Available data:

########

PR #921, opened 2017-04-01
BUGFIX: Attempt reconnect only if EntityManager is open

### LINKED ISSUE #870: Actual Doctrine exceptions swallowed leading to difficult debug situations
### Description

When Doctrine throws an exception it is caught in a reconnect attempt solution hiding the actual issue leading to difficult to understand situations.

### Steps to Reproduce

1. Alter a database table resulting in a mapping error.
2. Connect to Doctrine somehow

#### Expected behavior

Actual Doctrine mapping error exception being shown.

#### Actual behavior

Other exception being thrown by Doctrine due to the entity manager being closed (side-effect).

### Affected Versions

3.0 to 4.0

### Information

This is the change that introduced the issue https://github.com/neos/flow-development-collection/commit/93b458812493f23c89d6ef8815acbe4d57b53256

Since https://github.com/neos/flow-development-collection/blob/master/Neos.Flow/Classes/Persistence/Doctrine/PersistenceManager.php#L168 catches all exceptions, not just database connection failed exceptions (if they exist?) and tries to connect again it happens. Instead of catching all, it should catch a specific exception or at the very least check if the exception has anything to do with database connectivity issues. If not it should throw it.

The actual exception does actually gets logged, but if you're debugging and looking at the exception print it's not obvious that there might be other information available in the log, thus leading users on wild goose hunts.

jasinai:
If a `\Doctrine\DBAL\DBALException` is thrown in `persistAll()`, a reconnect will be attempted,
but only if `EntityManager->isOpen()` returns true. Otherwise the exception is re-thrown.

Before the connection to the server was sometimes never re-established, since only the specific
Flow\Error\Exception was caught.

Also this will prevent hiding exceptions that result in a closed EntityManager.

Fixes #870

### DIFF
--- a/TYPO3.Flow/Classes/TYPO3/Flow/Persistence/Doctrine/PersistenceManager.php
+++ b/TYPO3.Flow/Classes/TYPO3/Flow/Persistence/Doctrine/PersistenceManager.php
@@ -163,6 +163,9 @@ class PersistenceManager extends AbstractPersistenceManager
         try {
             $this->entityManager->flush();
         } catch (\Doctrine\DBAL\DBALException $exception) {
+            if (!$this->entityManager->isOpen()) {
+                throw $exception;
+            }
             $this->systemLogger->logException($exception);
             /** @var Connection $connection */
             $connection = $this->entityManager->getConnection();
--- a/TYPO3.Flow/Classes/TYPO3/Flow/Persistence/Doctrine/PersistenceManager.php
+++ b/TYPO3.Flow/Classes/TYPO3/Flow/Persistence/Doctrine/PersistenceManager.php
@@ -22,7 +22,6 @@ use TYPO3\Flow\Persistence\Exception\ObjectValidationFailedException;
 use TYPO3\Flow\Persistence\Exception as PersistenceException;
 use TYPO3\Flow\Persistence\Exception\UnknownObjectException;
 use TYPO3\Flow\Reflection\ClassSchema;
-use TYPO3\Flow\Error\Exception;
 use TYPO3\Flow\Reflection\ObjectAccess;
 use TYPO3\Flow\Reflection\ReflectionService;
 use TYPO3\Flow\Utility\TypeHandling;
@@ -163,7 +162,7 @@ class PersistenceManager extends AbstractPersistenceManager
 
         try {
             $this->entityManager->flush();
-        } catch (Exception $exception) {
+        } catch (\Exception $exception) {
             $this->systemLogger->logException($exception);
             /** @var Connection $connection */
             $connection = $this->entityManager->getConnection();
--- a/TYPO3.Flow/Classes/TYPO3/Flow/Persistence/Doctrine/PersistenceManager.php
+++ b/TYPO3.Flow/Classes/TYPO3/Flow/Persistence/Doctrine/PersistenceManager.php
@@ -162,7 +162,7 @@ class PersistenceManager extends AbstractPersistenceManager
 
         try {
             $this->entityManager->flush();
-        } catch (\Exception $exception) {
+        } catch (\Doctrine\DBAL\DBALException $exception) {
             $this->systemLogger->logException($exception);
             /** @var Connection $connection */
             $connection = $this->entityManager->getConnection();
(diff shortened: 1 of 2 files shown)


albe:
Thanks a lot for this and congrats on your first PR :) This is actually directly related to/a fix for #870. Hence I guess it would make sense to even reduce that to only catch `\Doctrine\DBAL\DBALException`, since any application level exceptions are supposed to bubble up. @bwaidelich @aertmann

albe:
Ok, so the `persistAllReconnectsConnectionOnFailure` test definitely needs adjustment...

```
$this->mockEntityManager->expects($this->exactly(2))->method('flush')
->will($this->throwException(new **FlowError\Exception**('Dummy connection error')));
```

########

Your task: Scan the entries above for the line containing "### Information", and copy it and all lines after it exactly, down to and including the line containing "This is the".

Response box:
### Information

This is the change that introduced the issue https://github.com/neos/flow-development-collection/commit/93b458812493f23c89d6ef8815acbe4d57b53256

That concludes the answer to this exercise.